### WHAT IS EXPECTED
Starting at the line with "bari12: The problem", retype every line through the end of the listing exactly as written, and nothing before it.

### EXCERPTED DATA
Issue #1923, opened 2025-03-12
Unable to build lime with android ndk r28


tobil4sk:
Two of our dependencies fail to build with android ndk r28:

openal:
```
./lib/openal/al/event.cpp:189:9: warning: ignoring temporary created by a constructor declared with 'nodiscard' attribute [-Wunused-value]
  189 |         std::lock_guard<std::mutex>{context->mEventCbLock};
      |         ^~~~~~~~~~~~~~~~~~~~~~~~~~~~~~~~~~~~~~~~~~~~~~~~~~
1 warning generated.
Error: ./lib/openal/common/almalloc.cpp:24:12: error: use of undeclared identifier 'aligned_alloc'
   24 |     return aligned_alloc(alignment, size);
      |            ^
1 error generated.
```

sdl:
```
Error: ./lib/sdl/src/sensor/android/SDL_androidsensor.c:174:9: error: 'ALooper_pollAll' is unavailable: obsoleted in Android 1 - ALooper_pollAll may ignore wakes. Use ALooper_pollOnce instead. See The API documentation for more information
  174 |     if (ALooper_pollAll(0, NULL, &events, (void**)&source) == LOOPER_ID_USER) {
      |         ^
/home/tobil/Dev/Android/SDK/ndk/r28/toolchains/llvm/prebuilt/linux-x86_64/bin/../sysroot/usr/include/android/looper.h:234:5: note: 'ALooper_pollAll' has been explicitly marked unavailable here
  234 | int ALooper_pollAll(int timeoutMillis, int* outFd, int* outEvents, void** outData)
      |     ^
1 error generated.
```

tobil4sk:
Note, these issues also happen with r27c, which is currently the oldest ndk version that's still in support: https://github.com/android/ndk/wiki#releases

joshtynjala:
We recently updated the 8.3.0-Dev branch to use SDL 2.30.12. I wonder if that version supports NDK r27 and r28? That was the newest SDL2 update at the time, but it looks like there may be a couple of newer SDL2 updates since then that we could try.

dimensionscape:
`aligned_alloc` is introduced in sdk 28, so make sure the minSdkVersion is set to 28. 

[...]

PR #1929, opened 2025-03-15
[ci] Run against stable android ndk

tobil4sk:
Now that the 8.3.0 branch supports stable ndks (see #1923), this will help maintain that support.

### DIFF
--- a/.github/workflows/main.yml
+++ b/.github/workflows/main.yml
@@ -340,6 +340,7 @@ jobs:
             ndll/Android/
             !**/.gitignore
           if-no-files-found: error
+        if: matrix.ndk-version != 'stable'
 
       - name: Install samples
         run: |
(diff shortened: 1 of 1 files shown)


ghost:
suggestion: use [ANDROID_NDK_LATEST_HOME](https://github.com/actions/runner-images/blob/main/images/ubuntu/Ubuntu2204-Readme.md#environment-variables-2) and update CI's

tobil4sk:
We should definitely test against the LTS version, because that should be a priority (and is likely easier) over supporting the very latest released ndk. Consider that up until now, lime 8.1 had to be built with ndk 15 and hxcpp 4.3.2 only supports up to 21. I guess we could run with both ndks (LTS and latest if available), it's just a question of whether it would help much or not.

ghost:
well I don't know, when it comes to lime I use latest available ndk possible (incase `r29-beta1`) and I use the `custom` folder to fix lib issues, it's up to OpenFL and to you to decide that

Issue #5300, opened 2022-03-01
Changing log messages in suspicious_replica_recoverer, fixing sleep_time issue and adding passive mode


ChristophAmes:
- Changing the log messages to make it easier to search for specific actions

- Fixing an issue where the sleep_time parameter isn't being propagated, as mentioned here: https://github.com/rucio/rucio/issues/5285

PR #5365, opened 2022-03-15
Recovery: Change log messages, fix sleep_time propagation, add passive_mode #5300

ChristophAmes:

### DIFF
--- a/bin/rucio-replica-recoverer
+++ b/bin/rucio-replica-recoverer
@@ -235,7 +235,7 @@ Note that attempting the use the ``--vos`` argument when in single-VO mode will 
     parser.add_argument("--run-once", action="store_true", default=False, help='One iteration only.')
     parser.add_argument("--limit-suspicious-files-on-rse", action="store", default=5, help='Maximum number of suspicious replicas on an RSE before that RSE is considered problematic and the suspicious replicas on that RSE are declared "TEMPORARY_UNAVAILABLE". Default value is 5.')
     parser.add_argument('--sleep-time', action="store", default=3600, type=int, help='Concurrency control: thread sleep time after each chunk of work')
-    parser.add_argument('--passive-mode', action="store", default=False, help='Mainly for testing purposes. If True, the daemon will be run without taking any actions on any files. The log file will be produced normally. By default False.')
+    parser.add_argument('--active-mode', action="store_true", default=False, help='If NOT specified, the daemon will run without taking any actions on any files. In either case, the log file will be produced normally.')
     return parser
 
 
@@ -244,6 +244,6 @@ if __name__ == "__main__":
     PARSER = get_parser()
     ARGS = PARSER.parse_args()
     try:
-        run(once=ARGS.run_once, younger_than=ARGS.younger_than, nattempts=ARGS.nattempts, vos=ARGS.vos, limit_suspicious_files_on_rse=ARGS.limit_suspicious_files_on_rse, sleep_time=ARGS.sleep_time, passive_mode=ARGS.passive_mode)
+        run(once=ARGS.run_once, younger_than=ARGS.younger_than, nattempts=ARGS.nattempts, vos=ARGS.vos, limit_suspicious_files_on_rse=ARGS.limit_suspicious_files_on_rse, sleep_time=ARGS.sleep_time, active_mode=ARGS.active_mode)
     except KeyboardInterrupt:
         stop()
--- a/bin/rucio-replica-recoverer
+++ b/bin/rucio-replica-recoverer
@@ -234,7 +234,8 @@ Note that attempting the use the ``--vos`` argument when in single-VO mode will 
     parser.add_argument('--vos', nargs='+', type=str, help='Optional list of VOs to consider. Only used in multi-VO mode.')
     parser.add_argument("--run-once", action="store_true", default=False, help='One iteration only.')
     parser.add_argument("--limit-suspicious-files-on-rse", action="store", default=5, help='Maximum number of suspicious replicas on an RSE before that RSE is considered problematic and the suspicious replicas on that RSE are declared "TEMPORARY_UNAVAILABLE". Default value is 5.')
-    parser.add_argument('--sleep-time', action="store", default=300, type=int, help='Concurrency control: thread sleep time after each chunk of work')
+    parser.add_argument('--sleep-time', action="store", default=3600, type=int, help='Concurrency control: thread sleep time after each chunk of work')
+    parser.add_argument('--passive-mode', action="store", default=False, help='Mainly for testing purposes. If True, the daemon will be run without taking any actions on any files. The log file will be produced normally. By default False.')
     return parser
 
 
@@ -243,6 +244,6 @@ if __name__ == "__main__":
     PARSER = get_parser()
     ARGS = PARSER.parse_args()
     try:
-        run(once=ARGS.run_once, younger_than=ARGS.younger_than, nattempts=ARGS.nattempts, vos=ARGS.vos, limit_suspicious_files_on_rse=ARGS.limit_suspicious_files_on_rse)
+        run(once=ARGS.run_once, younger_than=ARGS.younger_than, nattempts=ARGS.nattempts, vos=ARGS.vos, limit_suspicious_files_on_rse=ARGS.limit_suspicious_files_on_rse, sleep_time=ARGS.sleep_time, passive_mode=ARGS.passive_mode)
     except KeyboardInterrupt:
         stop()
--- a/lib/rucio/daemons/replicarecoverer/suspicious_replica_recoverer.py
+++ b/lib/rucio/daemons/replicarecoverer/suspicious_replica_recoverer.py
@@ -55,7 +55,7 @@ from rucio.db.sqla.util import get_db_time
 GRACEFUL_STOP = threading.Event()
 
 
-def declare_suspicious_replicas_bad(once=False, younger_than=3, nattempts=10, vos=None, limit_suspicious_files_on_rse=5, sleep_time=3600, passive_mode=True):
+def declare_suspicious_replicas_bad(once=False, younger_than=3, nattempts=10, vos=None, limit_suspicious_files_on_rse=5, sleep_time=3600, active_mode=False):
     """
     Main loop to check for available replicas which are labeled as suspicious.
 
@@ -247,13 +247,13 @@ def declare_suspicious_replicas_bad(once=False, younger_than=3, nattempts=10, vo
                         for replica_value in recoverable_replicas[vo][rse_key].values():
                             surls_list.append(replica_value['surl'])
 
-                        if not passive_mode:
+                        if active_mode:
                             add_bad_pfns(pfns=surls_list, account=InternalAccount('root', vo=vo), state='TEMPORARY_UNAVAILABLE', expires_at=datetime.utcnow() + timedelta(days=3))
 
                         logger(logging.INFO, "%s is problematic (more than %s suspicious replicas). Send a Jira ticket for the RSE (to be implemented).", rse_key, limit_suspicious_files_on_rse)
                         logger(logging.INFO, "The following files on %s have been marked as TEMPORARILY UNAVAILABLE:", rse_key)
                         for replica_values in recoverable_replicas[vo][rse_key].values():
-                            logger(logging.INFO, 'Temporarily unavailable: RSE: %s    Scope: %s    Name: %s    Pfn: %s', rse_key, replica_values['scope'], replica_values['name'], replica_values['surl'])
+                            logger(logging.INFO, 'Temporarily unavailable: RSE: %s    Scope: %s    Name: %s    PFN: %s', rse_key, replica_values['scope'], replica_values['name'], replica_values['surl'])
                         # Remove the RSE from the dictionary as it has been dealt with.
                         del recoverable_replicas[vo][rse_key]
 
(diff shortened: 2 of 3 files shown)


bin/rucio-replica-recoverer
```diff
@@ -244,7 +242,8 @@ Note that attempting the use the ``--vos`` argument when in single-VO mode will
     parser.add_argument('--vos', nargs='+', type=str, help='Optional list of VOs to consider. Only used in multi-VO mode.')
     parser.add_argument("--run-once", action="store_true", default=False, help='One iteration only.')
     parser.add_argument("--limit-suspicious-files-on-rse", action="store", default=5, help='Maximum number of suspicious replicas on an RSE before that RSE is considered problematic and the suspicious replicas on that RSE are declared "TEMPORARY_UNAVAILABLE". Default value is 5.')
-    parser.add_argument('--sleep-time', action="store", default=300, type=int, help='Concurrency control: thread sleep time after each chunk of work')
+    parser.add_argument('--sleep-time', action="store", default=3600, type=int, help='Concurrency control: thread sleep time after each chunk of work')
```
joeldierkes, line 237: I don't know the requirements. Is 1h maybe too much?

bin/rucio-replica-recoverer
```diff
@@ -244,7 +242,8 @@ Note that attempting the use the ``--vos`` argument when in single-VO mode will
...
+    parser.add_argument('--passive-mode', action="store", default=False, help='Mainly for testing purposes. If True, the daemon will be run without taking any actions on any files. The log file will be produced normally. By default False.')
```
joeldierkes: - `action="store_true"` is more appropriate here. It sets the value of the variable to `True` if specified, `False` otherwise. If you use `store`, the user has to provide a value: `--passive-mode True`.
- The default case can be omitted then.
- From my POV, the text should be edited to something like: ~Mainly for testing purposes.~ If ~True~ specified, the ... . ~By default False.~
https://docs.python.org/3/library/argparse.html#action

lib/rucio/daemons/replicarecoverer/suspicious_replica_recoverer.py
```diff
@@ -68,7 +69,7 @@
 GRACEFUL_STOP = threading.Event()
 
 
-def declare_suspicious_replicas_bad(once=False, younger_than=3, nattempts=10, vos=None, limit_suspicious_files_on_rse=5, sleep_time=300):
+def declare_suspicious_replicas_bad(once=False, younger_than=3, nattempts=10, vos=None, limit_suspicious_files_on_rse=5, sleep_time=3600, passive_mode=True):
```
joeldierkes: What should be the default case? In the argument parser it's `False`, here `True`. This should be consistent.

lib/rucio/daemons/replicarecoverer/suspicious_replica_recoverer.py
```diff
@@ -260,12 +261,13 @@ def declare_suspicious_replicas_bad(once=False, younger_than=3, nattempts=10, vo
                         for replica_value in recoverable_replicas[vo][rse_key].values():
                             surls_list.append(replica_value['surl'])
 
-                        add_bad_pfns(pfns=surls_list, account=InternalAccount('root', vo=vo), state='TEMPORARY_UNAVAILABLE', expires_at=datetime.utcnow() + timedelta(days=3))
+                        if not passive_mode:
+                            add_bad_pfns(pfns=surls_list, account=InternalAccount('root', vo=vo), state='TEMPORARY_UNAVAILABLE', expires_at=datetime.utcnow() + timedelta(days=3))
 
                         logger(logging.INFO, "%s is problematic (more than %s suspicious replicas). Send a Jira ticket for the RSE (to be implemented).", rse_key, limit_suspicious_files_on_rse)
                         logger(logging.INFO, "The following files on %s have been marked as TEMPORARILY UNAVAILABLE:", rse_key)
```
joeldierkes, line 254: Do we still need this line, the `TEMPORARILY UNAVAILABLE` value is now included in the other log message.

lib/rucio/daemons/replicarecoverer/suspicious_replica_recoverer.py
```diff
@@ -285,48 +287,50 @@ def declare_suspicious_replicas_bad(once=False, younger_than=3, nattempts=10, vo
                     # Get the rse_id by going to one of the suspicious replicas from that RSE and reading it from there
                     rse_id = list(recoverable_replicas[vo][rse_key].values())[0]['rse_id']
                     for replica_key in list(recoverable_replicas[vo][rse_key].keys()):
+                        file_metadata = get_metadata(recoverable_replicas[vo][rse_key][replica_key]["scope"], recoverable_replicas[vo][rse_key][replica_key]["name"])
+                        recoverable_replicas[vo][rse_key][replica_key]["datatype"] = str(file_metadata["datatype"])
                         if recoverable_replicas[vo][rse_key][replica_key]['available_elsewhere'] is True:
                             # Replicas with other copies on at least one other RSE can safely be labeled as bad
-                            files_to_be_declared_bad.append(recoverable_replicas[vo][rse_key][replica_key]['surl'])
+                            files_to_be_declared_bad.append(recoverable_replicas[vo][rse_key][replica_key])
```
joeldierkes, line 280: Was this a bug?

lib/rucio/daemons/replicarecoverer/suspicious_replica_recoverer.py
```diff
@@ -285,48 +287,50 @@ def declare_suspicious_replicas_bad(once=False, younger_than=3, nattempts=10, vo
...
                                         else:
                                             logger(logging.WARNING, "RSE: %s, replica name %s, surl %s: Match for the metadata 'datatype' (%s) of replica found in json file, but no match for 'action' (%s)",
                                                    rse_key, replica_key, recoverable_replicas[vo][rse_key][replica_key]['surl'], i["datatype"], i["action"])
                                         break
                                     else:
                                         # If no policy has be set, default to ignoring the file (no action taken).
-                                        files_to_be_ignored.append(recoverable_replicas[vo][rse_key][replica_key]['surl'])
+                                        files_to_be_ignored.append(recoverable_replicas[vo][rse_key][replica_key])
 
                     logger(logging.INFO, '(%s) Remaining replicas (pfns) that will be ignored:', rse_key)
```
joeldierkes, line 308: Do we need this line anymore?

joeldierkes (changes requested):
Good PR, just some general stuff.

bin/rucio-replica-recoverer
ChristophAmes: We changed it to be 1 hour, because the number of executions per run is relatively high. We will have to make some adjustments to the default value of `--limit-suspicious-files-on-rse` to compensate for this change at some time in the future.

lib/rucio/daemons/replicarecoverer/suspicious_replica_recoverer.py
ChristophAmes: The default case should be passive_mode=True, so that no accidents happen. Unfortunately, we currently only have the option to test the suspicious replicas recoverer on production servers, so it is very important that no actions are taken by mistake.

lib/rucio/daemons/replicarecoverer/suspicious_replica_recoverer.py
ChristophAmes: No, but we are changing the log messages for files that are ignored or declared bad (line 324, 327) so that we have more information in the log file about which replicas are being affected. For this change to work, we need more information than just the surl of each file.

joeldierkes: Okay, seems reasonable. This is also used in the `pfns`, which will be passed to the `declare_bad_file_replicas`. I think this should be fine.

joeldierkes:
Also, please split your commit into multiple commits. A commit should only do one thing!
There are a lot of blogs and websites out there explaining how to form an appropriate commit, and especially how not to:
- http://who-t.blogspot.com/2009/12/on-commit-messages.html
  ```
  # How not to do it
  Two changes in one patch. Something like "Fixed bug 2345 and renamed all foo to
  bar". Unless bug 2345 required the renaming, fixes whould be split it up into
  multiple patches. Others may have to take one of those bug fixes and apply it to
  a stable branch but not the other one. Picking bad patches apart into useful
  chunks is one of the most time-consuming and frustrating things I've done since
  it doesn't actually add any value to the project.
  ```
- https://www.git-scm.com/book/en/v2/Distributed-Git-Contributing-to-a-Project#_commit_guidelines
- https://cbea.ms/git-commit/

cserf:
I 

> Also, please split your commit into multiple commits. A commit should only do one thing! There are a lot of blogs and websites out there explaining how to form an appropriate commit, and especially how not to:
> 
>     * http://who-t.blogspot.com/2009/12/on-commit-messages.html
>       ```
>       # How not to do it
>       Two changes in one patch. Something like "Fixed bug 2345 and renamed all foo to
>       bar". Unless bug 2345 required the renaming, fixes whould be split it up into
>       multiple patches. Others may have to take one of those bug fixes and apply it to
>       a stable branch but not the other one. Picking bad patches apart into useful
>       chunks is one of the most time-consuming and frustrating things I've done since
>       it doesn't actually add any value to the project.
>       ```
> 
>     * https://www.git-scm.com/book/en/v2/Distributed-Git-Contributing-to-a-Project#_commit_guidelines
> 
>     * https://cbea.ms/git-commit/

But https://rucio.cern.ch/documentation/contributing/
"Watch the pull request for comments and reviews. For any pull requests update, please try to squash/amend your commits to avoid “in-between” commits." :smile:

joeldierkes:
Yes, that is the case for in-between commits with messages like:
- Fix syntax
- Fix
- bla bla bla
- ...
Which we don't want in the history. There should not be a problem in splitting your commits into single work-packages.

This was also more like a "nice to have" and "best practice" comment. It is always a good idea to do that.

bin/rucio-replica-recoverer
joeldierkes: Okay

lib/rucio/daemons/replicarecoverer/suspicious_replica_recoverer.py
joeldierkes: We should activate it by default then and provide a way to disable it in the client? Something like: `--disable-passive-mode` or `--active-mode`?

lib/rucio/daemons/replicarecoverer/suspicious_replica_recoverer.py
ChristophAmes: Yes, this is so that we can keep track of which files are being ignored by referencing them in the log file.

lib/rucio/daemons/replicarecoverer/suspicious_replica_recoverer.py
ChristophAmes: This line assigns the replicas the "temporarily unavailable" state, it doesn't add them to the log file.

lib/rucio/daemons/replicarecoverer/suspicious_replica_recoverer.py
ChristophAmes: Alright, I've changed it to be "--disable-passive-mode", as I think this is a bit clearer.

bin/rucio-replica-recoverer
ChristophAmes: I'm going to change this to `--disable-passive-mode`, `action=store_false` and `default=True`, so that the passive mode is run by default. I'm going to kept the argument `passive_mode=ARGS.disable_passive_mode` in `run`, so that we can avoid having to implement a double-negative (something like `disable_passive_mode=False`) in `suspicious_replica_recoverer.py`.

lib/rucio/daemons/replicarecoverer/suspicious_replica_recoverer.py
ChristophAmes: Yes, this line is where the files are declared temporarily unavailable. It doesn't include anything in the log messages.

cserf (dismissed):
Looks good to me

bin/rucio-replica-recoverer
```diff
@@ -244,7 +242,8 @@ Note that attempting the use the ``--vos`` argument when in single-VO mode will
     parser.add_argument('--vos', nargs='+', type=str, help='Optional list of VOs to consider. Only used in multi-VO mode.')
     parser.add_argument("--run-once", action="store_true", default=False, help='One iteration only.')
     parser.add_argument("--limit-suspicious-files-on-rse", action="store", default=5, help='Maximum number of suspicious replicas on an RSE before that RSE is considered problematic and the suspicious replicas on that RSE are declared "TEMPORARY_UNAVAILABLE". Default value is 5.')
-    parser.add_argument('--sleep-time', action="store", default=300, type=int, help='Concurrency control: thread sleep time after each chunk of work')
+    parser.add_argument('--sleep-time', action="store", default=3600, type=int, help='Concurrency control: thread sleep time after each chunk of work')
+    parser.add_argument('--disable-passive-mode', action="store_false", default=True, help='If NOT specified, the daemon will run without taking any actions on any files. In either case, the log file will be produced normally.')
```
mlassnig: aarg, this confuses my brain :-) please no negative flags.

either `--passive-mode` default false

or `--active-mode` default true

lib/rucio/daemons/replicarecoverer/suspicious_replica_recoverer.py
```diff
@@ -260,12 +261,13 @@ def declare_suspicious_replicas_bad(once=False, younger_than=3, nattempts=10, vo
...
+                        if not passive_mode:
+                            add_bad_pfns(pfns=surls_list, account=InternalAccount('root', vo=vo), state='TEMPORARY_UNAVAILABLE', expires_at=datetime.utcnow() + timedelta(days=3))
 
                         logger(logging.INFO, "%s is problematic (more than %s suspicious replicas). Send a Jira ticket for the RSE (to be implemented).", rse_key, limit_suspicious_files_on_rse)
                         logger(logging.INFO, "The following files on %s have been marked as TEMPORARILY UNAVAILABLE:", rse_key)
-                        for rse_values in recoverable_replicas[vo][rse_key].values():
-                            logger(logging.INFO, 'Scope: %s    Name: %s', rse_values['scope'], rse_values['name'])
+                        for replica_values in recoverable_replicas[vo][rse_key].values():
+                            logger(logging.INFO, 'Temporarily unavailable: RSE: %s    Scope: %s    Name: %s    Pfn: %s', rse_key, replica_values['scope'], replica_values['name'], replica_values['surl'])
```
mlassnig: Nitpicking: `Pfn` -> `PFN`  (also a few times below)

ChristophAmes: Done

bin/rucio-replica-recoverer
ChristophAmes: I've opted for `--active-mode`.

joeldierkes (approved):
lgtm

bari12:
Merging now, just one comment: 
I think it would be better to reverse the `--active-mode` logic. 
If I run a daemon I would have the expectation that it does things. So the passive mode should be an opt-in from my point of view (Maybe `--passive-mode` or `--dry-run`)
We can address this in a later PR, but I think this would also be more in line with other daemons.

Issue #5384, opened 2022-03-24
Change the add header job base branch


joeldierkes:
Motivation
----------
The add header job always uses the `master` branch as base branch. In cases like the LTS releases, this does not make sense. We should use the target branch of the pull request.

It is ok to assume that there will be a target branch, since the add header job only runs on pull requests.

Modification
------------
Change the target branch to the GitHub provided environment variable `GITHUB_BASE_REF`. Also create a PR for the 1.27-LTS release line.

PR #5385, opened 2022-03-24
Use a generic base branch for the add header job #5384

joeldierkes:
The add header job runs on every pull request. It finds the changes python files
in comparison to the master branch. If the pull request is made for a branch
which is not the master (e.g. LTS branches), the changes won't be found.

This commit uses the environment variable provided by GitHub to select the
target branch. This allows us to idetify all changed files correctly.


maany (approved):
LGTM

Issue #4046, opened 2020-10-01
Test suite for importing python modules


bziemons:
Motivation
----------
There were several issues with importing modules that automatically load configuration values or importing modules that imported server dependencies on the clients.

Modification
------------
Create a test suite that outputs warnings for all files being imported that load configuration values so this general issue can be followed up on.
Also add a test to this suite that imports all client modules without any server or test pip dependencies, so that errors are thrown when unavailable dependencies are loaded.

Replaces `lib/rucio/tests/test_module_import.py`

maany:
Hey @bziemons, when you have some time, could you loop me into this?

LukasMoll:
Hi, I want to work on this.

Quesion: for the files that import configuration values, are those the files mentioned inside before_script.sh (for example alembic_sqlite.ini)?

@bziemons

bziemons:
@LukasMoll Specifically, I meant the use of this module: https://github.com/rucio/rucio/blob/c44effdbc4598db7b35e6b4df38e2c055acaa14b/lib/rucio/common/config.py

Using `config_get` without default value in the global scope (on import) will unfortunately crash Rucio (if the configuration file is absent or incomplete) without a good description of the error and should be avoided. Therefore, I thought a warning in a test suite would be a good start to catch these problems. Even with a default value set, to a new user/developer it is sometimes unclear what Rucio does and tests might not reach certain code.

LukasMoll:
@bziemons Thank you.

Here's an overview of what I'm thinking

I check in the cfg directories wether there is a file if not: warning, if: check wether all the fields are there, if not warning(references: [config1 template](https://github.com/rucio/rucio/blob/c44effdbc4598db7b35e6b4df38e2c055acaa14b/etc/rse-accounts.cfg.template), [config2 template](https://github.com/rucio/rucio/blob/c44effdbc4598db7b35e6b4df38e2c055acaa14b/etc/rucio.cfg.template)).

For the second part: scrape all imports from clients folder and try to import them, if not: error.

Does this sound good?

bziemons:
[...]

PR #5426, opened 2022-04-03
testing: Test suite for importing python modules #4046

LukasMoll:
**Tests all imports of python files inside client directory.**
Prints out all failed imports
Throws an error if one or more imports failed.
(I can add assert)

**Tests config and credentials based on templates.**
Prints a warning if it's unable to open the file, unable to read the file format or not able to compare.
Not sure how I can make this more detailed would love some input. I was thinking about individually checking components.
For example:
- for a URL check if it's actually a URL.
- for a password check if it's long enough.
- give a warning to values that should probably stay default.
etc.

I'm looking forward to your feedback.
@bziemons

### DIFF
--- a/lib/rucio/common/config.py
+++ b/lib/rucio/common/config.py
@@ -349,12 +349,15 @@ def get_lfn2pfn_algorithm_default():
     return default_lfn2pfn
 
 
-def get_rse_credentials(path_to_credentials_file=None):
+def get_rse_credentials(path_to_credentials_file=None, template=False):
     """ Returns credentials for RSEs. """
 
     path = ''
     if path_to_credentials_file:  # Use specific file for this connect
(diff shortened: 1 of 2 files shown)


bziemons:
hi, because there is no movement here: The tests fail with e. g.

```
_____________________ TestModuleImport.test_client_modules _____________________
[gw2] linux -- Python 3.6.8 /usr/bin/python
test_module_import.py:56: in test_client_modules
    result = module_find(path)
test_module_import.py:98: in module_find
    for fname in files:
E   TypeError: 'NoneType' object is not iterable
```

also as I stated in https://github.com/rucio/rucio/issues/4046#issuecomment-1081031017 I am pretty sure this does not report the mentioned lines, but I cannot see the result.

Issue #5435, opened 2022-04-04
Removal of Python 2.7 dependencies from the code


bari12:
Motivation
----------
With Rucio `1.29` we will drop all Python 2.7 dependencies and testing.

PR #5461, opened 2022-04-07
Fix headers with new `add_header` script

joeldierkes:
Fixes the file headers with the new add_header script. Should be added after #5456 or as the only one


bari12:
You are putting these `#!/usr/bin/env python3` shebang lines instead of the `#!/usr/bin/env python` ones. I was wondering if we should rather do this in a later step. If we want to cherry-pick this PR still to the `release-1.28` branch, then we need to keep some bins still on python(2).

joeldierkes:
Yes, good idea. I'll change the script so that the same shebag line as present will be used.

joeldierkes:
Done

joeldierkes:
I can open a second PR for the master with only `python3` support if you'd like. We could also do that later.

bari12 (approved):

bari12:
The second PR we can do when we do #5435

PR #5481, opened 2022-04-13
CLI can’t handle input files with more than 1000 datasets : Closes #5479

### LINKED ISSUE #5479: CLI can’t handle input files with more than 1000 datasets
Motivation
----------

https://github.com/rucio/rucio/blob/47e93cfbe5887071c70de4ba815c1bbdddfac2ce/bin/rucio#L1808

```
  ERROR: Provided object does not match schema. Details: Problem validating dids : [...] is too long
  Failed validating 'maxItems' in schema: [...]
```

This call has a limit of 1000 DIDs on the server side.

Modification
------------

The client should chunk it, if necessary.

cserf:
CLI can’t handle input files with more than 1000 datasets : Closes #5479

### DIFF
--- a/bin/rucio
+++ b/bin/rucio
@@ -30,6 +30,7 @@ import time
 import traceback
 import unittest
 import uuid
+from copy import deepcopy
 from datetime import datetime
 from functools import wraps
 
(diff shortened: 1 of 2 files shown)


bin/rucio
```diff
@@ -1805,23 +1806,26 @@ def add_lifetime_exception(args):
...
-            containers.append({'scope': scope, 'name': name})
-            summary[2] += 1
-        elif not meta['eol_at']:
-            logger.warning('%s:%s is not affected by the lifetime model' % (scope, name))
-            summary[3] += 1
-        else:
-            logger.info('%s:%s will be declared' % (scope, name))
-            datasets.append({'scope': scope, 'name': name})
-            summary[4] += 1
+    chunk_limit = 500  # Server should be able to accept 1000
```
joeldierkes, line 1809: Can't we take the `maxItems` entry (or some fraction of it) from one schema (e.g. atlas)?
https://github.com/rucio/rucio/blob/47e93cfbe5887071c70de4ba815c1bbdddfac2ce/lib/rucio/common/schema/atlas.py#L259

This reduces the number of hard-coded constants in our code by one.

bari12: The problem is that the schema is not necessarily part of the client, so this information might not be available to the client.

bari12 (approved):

### YOUR SOLUTION
bari12: The problem is that the schema is not necessarily part of the client, so this information might not be available to the client.

bari12 (approved):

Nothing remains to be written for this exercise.